Relative energies are given in Table 2. The A2 conformer is the most stable in the AM1 method with dihedral angles T1 of 104.2o and T2 of -68.3o, corresponding to the conformation found in the crystallographic experiment (Margitfalvi and Tfirst, 1999). This open form is more stable than closed conformers C3, C2 and C1 which are more stable than open conformer A3. The energy values for these five conformers are within a 2.0 kcal/mol range. Values for conformers B2 and A1 are within a 3.0 kcal/molrange, while conformers B1 and B3 are much less stable. The PM3 method gives a different order of stability, although in general, with small absolute differences from that in the AM1 method (the highest absolute difference is of 2.4 kcal/mol). With PM3 the most stable conformer is closed conformer C2. However, similar to the AM1 results, conformers C3, A2 and C1 are of the same order of stability as C2 with relative energies of less than 2.0 kcal/mol.

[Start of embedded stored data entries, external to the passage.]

Issue #2589, opened 2021-07-19
Title BGM playback is incorrect


krmbn0576:
If you go to the load scene and press the cancel button to return to the title scene, the background music will continue. This is the desired behavior. However, if you start the game, go back to the title scene, then go to the load scene as before, and press the cancel button to go back to the title scene, the BGM will be replayed from the beginning. This is undesirable. This happens both before and after #2302.

PR #2637, opened 2021-09-05
Fix BGM play upon returning to the title screen from load screen

rueter37:
This PR makes the BGM no longer being restarted upon returning to the title screen from the load screen.

Fixes: #2589


fdelapena (approved):

Ghabry (approved):
this makes sense - restart_title_cache is never reset to false

PR #2640, opened 2021-09-06
Clear system graphic when clearing the cache

### LINKED ISSUE #2601: Android: Improper cleanup of system graphic
When launching a 2nd game it will show a warning that the System graphic of the previous game was not found.

This looks harmless though, the 2nd game shows the correct graphic on the title screen.

Nothing serious but should be fixed

Ghabry:
Fix #2601

Bet this was omitted before due to some sideeffects but it seems to work by now.

(Not tested on Android yet though)

### DIFF
--- a/src/cache.cpp
+++ b/src/cache.cpp
@@ -511,6 +511,7 @@ void Cache::Clear() {
 
 	cache_tiles.clear();
 
+	system_name.clear();
 	system2_name.clear();
 }
 
--- a/src/graphics.cpp
+++ b/src/graphics.cpp
@@ -57,6 +57,9 @@ void Graphics::Quit() {
 	message_overlay.reset();
 
 	Cache::Clear();
+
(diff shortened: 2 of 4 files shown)


Ghabry:
okay this made it worse on Android: Now it crashes when switching the game -_-

Good that we have working Android C++ debugging by now :)

Ghabry:
Combined with the second commit it works but what worries me here is that I cannot figure out why it worked before o_O

Ghabry:
Assert was not..... Triggered.

CMake defines NDEBUG.

All PR builds since the CMake migration were broken because they triggered the assert and nobody noticed😂

fdelapena (approved):

carstene1ns:
> CMake defines NDEBUG.

Only in release mode. Pull request builds are in debug mode.

carstene1ns (approved):

PR #2643, opened 2021-09-10
Add small battle system

rueter37:
This PR adds the small battle system in RPG Maker 2003 battles. For UX reasons the menus in small windows show 4 menu items while RPG_RT only shows 3 menu items (too much unused space).

Fixes: #2575


src/scene_battle_rpg2k3.cpp
```diff
@@ -321,6 +321,46 @@ void Scene_Battle_Rpg2k3::CreateUi() {
 		SetupSystem2Graphics();
 	}
 
+	if (lcf::Data::battlecommands.window_size == lcf::rpg::BattleCommands::WindowSize_small) {
+		int height = 68;
+		int y = SCREEN_TARGET_HEIGHT - height;
+
```
Ghabry, line 327: Except for ``status_window`` this looks the same for everything.

Did not launch a compiler but something like this should work:

```cpp
for (auto* window: { options_window, command_window, skill_window, item_window, target_window }) {
  if (window) {
     // Height, Y, BorderY, SetContents, SetMenuItemHeight
  }
}
```

Ghabry: static typing is in the way here, lets use a lambda instead:

```cpp
auto small_window  = [&](auto* window) {
  if (window) {
     // Height, Y, BorderY, SetContents, SetMenuItemHeight
  }
};

small_window(options_window);
small_window(command_window);
...
```

rueter37: Updated.

Ghabry (commented):
This PR nicely shows that we have a huge problem with magic numbers in our window code :/

code-wise looks fine to me, just needs a test

fdelapena (approved):

rueter37:
This cannot be merged yet; I have encountered some weird stuff if you use the small battle system with the alternative battle type: The graphics are sometimes glitching and I had even once a crash occurring. Interestingly it only occurs in the alternative battle type, the traditional and gauge battle types are not affected. I don't even know why this is happening in the first place.

Ghabry:
Do you use Linux?
Best way to catch such stuff is Address sanitizer (-fsanitize=address).
Windows MSVC also has experimental support for ASAN by now.

rueter37:
@Ghabry Thank you for mentioning the address sanitizer. I was able to track down the cause for the memory corruption and fix it. This PR can be merged now after approval.

Ghabry:
Sorry for the delay. Reviewing it this weekend :)

Ghabry:
btw in the RPG_RT.exe I used the small window also showed 4 items. Maybe was fixed by BingShan in ManiacPatch.

PR #2649, opened 2021-09-13
Maniac: Implement Loop and Break Loop enhancements

Ghabry:
_This will be the final Maniac Patch-patch for 0.7_. I still have _ControlVarArray_ and some stuff for _ControlVariable_ to offer but this stuff will be half-broken because the variable range is wrong (Maniac has 32bit range without overflow), so makes no sense to add this when calculation will get stuck at 9999999.

-----------

I still have to carefully recheck all the loop commands. There could be off-by-1 errors I missed :)

### DIFF
--- a/src/game_interpreter.cpp
+++ b/src/game_interpreter.cpp
@@ -3495,7 +3495,7 @@ bool Game_Interpreter::CommandLoop(lcf::rpg::EventCommand const& com) { // code 
 	auto& frame = GetFrame();
 	auto& index = frame.current_command;
 	frame.maniac_loop_info.resize((com.indent + 1) * 2);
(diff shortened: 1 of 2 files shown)


Ghabry:
Good that this was delayed. Found two save incompatibilites vs. Maniac Patch when using "X Times". Is correct now.

Ghabry:
This PR is not urgent so I give till end of month for more reviews before merge :)

Unfortunately hard to test on specific games because they usually use more than just the loops of maniac :/

Ghabry:
I'm slowly considering to simply call the next release 0.7.1 instead of 0.7.0.1. There are already lots of enhancements again and the additions by rueter and BlisterB (SAF) are almost merge ready (a matter of a few weeks).

This would also unlock this PR and allow merging it.

Ghabry:
This one is also rdy for merge

PR #2659, opened 2021-09-30
Implement smooth scrolling in menu windows

rueter37:
Depends on #2643 due to different menu item heights (normally always 16, but is 14 in RPG Maker 2003 battles with small battle system)

This PR makes menu windows do smooth scrolling now if the menu cursor exceeds the edge.

Fixes: #2574


rueter37:
Rebased this and #2643 now.

rueter37:
I went with the easy route and disabled the smooth scroll upon using Page Up and Page Down as RPG_RT does not support page scrolling.

Issue #2314, opened 2020-09-01
Implement abort event hotkey in test play mode


fmatthew5876:
If you run RPG_RT in test play mode, you can use the F10 key to abort the currently active foreground event at any time. 

We don't implement this feature at all. We currently use F10 for screenshots.

DynRPG address: 000B203A

Ghabry:
Imo instead of using a hotkey for this it could be a debug menu option instead.

fdelapena:
Because this is TestPlay only, F10 hotkey by default in this mode wouldn't hurt, and non-keyboard ports likely won't require the key mapping, but this is anyways possible once settings scene lands. Debug menu sounds fine as an option for all ports, also suitable for ports without F10 mapping but F9 mapped.

Fishaphrodite:
Maybe I shouldn't poke my nose in this, however, as far as I understand, using the same shortcut as the debug menu would prevent accessing the debug menu during the event itself (while it doesn't sound problematic, I don't know how that would react during battles initiated by an event, also the test-play debug menu is a feature I like to be able to trigger and undo without cancelling the current event).

F10 is used for screenshots, so it'd be a bit off to change it in that regard as well (I spam the screenshot key a lot, if I were to break a chain of event by doing this, I would be a bit disturbed).

Debug menu option would be fine, but the debug menu cannot be accessed during a message box, so if for some reason the message box is stuck, that might be troublesome (However, that is assuming this issue could happen, so maybe that is a non-issue.)

I am just an humble user of the player however, so you may disregard my comments if they are too intrusive/wrong.

fdelapena:
I agree the take screenshot key should be moved to another function key to prevent clashing with the F10 key to match RPG_RT behavior, despite this function is fairly unknown for most game developers.

fmatthew5876:
I would be in favor of moving the screenshot key and replicating this behavior for F10.

rueter37:
I would suggest to move the screenshot key to F7, as @fmatthew5876 already reserved the F8 key for the planned game settings scene (see #2035).

fdelapena:
As mentioned on IRC, RPG Maker 2003 1.10+ uses  the F1 key, so it could be reused for settings and available in Player.

carstene1ns:
[...]

PR #2660, opened 2021-10-03
Implement abort event hotkey in debug mode

rueter37:
This PR enables aborting the active foreground event in debug mode by pressing the F10 key and moves the screenshot hotkey to the F7 key.

Fixes: #2314


src/input_buttons.h
```diff
@@ -73,6 +73,7 @@ namespace Input {
 		FAST_FORWARD_PLUS,
 		TOGGLE_FULLSCREEN,
 		TOGGLE_ZOOM,
+		DEBUG_ABORT_EVENT,
```
Ghabry, line 76: could you move this next to the other DEBUG stuff?

rueter37: Fixed.

Ghabry: sorry, just noticed you must also add it to ``kButtonNames`` and ``kButtonHelp``. They will be used by the settings scene later

rueter37: Added `DEBUG_ABORT_EVENT` to `kButtonNames`and `kButtonHelp` now. While this PR doesn't add the settings menu, `SETTINGS_MENU` has been added to `kButtonNames` because `kButtonNames` and `kButtonHelp` were in a inconsistent state (39 vs. 40 entries). In `kButtonHelp` was already a description for `SETTINGS_MENU` while this one was missing in `kButtonNames`.

Ghabry: yeah, I noticed something similiar with the key names when I readded the input display to the settings scene: When I added additional keyboard keys I forgot to add them to names and help, making the settings-input scene instant-crash...

Ghabry (commented):
Checked in RPG_RT:

1. Calls an unknown function in Window Message (purpose likely the same)
2. Unconditional call to ``FinishMoveRoute`` (so no if-check)
3. Ends event processing

So you are pretty accurate ^^

PR #2678, opened 2021-11-01
Cancel the Inn music after 10 seconds.

### LINKED ISSUE #2611: Inn: Harmony skips silence at the end of MIDIs

[POSADA.zip](https://github.com/EasyRPG/Player/files/6986970/POSADA.zip) (from the game [The Story Of Egroj](https://www.hellsoft.net/H5/component/remository/func-startdown/357/?Itemid=527)).

The attached MIDI file contains an inn jingle with notes for around 4 seconds, but the total MIDI length is around 28 seconds because it contains a marker as a comment after around 28 seconds. It does not contain event loop (111).

marker

Harmony respects the silence on maps, but skips the silence on Inn.

Player does not skip silence for libfluidsynth and native MIDI on Inn.

Note: if the MIDI loops and the sequence does not end, it is a different issue, fixed since #2612.

- [ ] Check if Harmony sends some kind of event to the MIDI device. cc @tyrone-sudeium 
- [ ] Test behavior with MIDIs with 111 event loop.

Related: #2584

Ghabry:
Fix #2611

### DIFF
--- a/src/scene_map.cpp
+++ b/src/scene_map.cpp
@@ -41,6 +41,8 @@
 #include "output.h"
 #include "dynrpg.h"
 
+using namespace std::chrono_literals;
+
 static bool GetRunForegroundEvents(TeleportTarget::Type tt) {
 	switch (tt) {
 		case TeleportTarget::eForegroundTeleport:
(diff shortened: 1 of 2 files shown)


fdelapena (approved):

carstene1ns (approved):
I do not understand how the inn(async) works, but codewise looks good to me.

fmatthew5876 (approved):

Issue #2679, opened 2021-11-02
Setting --fps-limit 0 causes floating point exception crash


fmatthew5876:
Try `--fps-limit 0` to disable fps limit, you get an immediate crash. Probably a divide by 0 bug somewhere.

rueter37:
The crash is triggered [here](https://github.com/EasyRPG/Player/blob/master/src/game_clock.h#L137) when `fps-limit` is set to 0, the cause is indeed a division by 0. Does it make sense to add a check if `fps` is 0 and if yes, then set `ns` to a sufficiently low value to emulate (near) infinite FPS?

Ghabry:
You mean set fps to a very high value? Like numeric_limit<int>::max() or how that was called... imo that is the easiest solution here...

rueter37:
Your suggestion sounds even better. Is better than setting `ns` to a certain value if `fps` is 0.

fmatthew5876:
Using an arbitrarily high number could work.

Otherwise, I believe https://github.com/EasyRPG/Player/blob/master/src/baseui.cpp#L63 setting this frame_limit to 0 if the fps_limit is 0 would also work. Needs testing

rueter37:
@fmatthew5876 Your suggestion works for me. I have added a PR (#2684) to fix this issue.

PR #2684, opened 2021-11-04
Set frame_limit to zero if fps_limit is set to zero

rueter37:
This PR sets the frame_limit explicitly to zero if the fps_limit is set to zero to avoid a division by zero.

Fixes: #2679


fdelapena (approved):

fmatthew5876 (approved):

Ghabry (approved):
Works well (when Vsync is off).

For later:
Maybe there should be an option that disables the framelimit when vsync is on because vsync already does the timing.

Once again the less stable forms are those of the B group, with relative stabilities of up to 8.7 kcal/mol.

Fig. 3 shows a pseudopotential energy surface for interconversion along the A1, A2, A3 and C1, C2, C3 pathway (Fig. 3a) and along the C1, A1, B1 and C2, A2, B2 pathway (Fig. 3b), calculated with the AM1 method. We have not tried to locate true transition states for interconversion between the different conformers. However, the points of maximum energy in Fig. 3 represent a good approximation to the energy of the true transition state. The points on the curves that are not minima were obtained by fixing the corresponding dihedral angle and fully optimizing the other degrees of freedom. Only points at minima correspond to fully optimized geometries.


Conformers C1, C2 and C3 have similar energies with a low energy barrier (3.0 kcal/mol) for interconversion (Fig. 3a). Therefore, any of these conformers can be a representative of the group. The less stable B1 and B2 conformers can interconvert into the C1 and C2 conformers, respectively, throughout low energy barriers (Fig. 3b). Additionally, the A and C conformers can also interconvert with energy barriers of than 3.0 kcal/mol(Fig. 3b). Although the conformational space around the points where T1 is equal to - 40o or T2 is equal to 0o could not be attained at room temperature due to their high relative energy, all the conformers can interconvert into one another along pathways with low (less than 3.0 kcal/mol) energy barriers. Therefore, when discussing the interaction between modifier and substrate, at least all the A (open) and C (closed) conformers should be considered, since they are all on the same PES with similar relative energies separated by low energy barriers.

The Effect of Solvent on the Relative Energies of the Cinchonidine Conformers

In order to study the effect of solvent on the relative stability of the cinchonidine conformers, we reoptimized the conformations of the nine minima discussed before using the COSMO methodology (Stewart, 1994). Relative energies, including the effect of solvent, are also given in Table 2.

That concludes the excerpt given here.